— YOUR INSTRUCTIONS —
The answer should be a single number, the count of lines in this material that contain "ErrNotUnique".

[GIVEN INFORMATION Boundary: Start]

PR #5615, opened 2024-09-05
Admin: Make error codes for database errors more consistent

begelundmuller:
This PR:
- Adds utility functions to `admin/database` for checking validation errors
- Adds handling of the `admin/database` errors to the fallback error handler in the gRPC server
- Changes many error cases away from explicit `codes.Internal` errors to non-annotated errors that will be handled by the fallback handler

The PR is not exhaustive and there are still many error cases that retain explicit error handling, some of them for justifiable errors (like needing to return `codes.Internal` for an unexpected not-found error), others because the expected behavior is not entirely clear and I'm erroring on the side of caution.

This PR was motivated by [this](https://rilldata.slack.com/archives/C05TXA7QSTY/p1725530133665909) false positive alert.

### DIFF
--- a/admin/server/alerts.go
+++ b/admin/server/alerts.go
@@ -35,10 +35,7 @@ func (s *Server) GetAlertMeta(ctx context.Context, req *adminv1.GetAlertMetaRequ
 
 	proj, err := s.admin.DB.FindProject(ctx, req.ProjectId)
 	if err != nil {
-		if errors.Is(err, database.ErrNotFound) {
-			return nil, status.Error(codes.NotFound, "project not found")
-		}
-		return nil, status.Error(codes.InvalidArgument, err.Error())
+		return nil, err
 	}
 
 	permissions := auth.GetClaims(ctx).ProjectPermissions(ctx, proj.OrganizationID, proj.ID)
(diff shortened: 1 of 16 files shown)


admin/server/alerts.go
```diff
@@ -35,10 +35,7 @@ func (s *Server) GetAlertMeta(ctx context.Context, req *adminv1.GetAlertMetaRequ
 
 	proj, err := s.admin.DB.FindProject(ctx, req.ProjectId)
 	if err != nil {
-		if errors.Is(err, database.ErrNotFound) {
-			return nil, status.Error(codes.NotFound, "project not found")
-		}
-		return nil, status.Error(codes.InvalidArgument, err.Error())
```
pjain1, line 41: not sure what was the purpose of using InvalidArgument here but now Internal error would be returned which is more appropriate I guess. There are many instances like this below.

begelundmuller: Yeah `Internal` is more appropriate here. There were many such cases of inconsistent error handling, hopefully there will be fewer now.

pjain1 (approved):

PR #5617, opened 2024-09-05
Disable cron refreshes in dev (i.e. on localhost)

begelundmuller:
This PR changes the `refresh:` YAML clause to ignore the `refresh.cron:` and `refresh.every:` properties in development (i.e. when running under `rill start` on `localhost`) unless `refresh.run_in_dev: true` is explicitly set.

Closes https://github.com/rilldata/rill-private-issues/issues/654


k-anshul (approved):
We also need to inform to users having self hosted deployments.

PR #5619, opened 2024-09-05
Docs: Update docs for cron refreshes in Rill Developer

begelundmuller:


AndrewRTsao (approved):
Thanks for the contribution, made some minor edits but otherwise good to go 🙂

PR #5620, opened 2024-09-05
CLI: New commands `rill sudo org join` and `rill sudo org list-admins`

begelundmuller:
This PR adds two commands to make it easier to manage orgs as a superuser:
- `rill sudo org list-admins <org>`: lists all the admins of an organization. This can be used together with `rill sudo user assume` to _temporarily_ assume an admin role on an organization that allows access from superusers.
- `rill sudo org join <org>`: adds the current user as an admin of an organization. This action is not temporary and the user will show up in member listings.

Closes https://github.com/rilldata/rill-private-issues/issues/624


admin/server/organizations.go
```diff
@@ -568,33 +582,33 @@ func (s *Server) AddOrganizationMemberUser(ctx context.Context, req *adminv1.Add
...
-				return nil, status.Error(codes.Internal, err.Error())
-			}
-			// If the user is already in the all user group, we can ignore the error
+			return fmt.Errorf("failed to add user to all user group: %w", err)
+		}
+
+		return tx.Commit()
+	}()
+	if err != nil {
+		if !errors.Is(err, database.ErrNotUnique) {
```
Kavinjsir, line 606: Noticed a similar pattern here.

Kavinjsir (approved):
LGTM!
Just left a small question to understand the coding pattern we are using :)

admin/server/organizations.go
begelundmuller: See answer above

admin/server/organizations.go
```diff
@@ -545,9 +547,21 @@ func (s *Server) AddOrganizationMemberUser(ctx context.Context, req *adminv1.Add
 			OrgID:     org.ID,
 			RoleID:    role.ID,
 		})
-		// continue sending an email if the user already exists
-		if err != nil && !errors.Is(err, database.ErrNotUnique) {
-			return nil, status.Error(codes.Internal, err.Error())
+		if err != nil {
```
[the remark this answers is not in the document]
begelundmuller: Both approaches would have been fine. But in theory, this approach is slightly better because a) there is no race condition between the check and the insertion/update, b) for the optimistic case where an invite does not yet exist, it only does one DB call instead of two, c) the DB will do a constraint check in any case, so there's no performance issue in relying on it.

pjain1 (approved):
Should we just error in case of role change of already added user and indicate to use `set-role` cmd. Earlier behaviour was incorrect in case of role change that it would do nothing and still send out an email with wrong role name. I am fine with this approach as well.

[GIVEN INFORMATION Boundary: End]

— ANSWER FOR THIS EXERCISE —
2